[Saved data entries]
▼

Issue #56, opened 2016-06-25
[Feature] Allow for generating files with endings other than `.html`


mattstauffer:
Allow Jigsaw to generate files with non-`.html` endings so folks can generate `.js` files or `.rss` files.

Reference: #46 #50

damiani:
Support for this added in v1.0.0; you can now process `.js`, `.json`, `.xml`, `.rss`, `.txt`, and `.text` with Blade first: http://jigsaw.tighten.co/docs/other-file-types/

tnorthcutt:
Just for anyone else arriving here from the googles, the updated docs link is http://jigsaw.tighten.co/docs/content-other-file-types/

raniesantos:
Does this include blade.yml?

@tnorthcutt @damiani

damiani:
No, the only Blade hybrid files currently supported are those listed above and in the docs. Feel free to PR, though; it would require simple changes to the Blade extension arrays in `ViewRenderer` and `InputFile`, I believe.

Issue #46, opened 2016-05-09
RSS Feed


appkr:
I recently built a static site with jigsaw. In comparison with other static site builder, one missing feature was RSS feed generation. 

I did it manually using large data array in config.php and blade like the following..

```php
// config.php

return [
    'lessons' => [
        [
            'title' => 'Foo title',
            'url' => '/foo.html',
            'description' => 'Foo description...',
        ],
        [...],
    ],
];
```

```xml
<!--// feed.xml.blade.php -->

<?xml version="1.0" encoding="UTF-8"?>
<rss version="2.0" xmlns:atom="http://www.w3.org/2005/Atom">
  <channel>
    <title>{{ $site_title }}</title>
    <description>{{ $site_description }}</description>
    <link>http://example.com</link>
    <atom:link href="http://example.com/feed.xml" rel="self" type="application/rss+xml"/>
    <pubDate>{{ (new DateTime)->format(DATE_ATOM) }}</pubDate>
    <lastBuildDate>{{ (new DateTime)->format(DATE_ATOM) }}</lastBuildDate>
    <generator>Blade templating engine</generator>

    @foreach($lessons as $lesson)
      <item>
        <title>{{ $lesson['title'] }}</title>
        <description>{{ $lesson['description'] }}</description>
        <pubDate>{{ (new DateTime)->format(DATE_ATOM) }}</pubDate>
        <link>http://example.com{{ $lesson['url'] }}</link>
        <guid isPermaLink="true">http://example.com{{ $lesson['url'] }}</guid>
      </item>
    @endforeach
  </channel>
</rss>
```

and then, in my build script

```sh
# build.sh

[ -f build_local/feed.xml.html ] && mv build_local/feed.xml.html build_local/feed.xml
```

No clean though, I was able to get a valid feed.xml.

While I'm at it, I'd like to ask one more. I hope I can access the array of the file to be compiled, so that I don't have to define the large data in config.php. Metadata like `title`, `description`, `published_at`, `...` may be read from front formatter of the markdown file.

paslandau:
I have excatly the same issue. My first attempt was to reegineer the `jigsaw` command and make the componentes (Jigsaw, the DI-Containert, ...) available in my Blade template but then I realized that they don't expose the meta data from my mark down posts via public methods.

At that point it occured to me that I might not be the only one with that problem and before it got even messier I decided to check github :)

[...]

PR #66, opened 2016-09-10
Allow for generating files with endings other than `.html`

TheNodi:
Referencing issue #56.

This allow any file in the format `abc.blade.xxx` to be compiled to `abc.xxx` using blade template.

It was necessary to overwrite view factory because the compile engine is selected based on file extension and it's hard-coded in `$this->extensions` property. It would be possible to extend extensions property by end user to map their custom extension to blade engine, but I think compiling every .blade.xxx file is much easier and cleaner.

Example (using #46 ).

File `source/feed.blade.xml`:

``` xml
<?xml version="1.0" encoding="UTF-8"?>
<rss version="2.0" xmlns:atom="http://www.w3.org/2005/Atom">
    <channel>
        <title>{{ $site_title }}</title>
        <description>{{ $site_description }}</description>
        <link>http://example.com</link>
        <atom:link href="http://example.com/feed.xml" rel="self" type="application/rss+xml"/>
        <pubDate>{{ (new DateTime)->format(DATE_ATOM) }}</pubDate>
        <lastBuildDate>{{ (new DateTime)->format(DATE_ATOM) }}</lastBuildDate>
        <generator>Blade templating engine</generator>
    </channel>
</rss>
```

Will be compiled to `build_local/feed.xml`:

``` xml
<?xml version="1.0" encoding="UTF-8"?>
<rss version="2.0" xmlns:atom="http://www.w3.org/2005/Atom">
    <channel>
        <title>Hello World</title>
        <description>Lorem ipsum dolor sit amet, consectetur adipiscing elit. Pellentesque mattis vestibulum est ut facilisis. In porta quis diam in efficitur. Donec ligula tellus, sagittis id nunc eu, iaculis ullamcorper neque. </description>
        <link>http://example.com</link>
        <atom:link href="http://example.com/feed.xml" rel="self" type="application/rss+xml"/>
        <pubDate>2016-09-10T22:17:38+02:00</pubDate>
        <lastBuildDate>2016-09-10T22:17:38+02:00</lastBuildDate>
        <generator>Blade templating engine</generator>
    </channel>
</rss>
```

### DIFF
--- a/jigsaw
+++ b/jigsaw
@@ -17,11 +17,12 @@ use TightenCo\Jigsaw\Handlers\DefaultHandler;
 use TightenCo\Jigsaw\Handlers\MarkdownHandler;
 use TightenCo\Jigsaw\Jigsaw;
 use TightenCo\Jigsaw\TemporaryFilesystem;
+use TightenCo\Jigsaw\ViewFactory;
 
-if (file_exists(__DIR__.'/vendor/autoload.php')) {
-    require __DIR__.'/vendor/autoload.php';
+if (file_exists(__DIR__ . '/vendor/autoload.php')) {
+    require __DIR__ . '/vendor/autoload.php';
 } else {
-    require __DIR__.'/../../autoload.php';
+    require __DIR__ . '/../../autoload.php';
 }
 
 // Config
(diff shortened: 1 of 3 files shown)


erickpatrick:
This one as well can be clased as we have this functionality on master

damiani:
Thanks for contributing this! Support for this was added in v1.0.0, but it required a slightly different approach because of big changes from v0.6.4 in how files are parsed. You can now process `.js`, `.json`, `.xml`, `.rss`, `.txt`, and `.text` with Blade first: http://jigsaw.tighten.co/docs/other-file-types/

▲

_Activity_. Answer with a single number: how many lines above hold the word "DateTime"?

_Completed exercise_. 5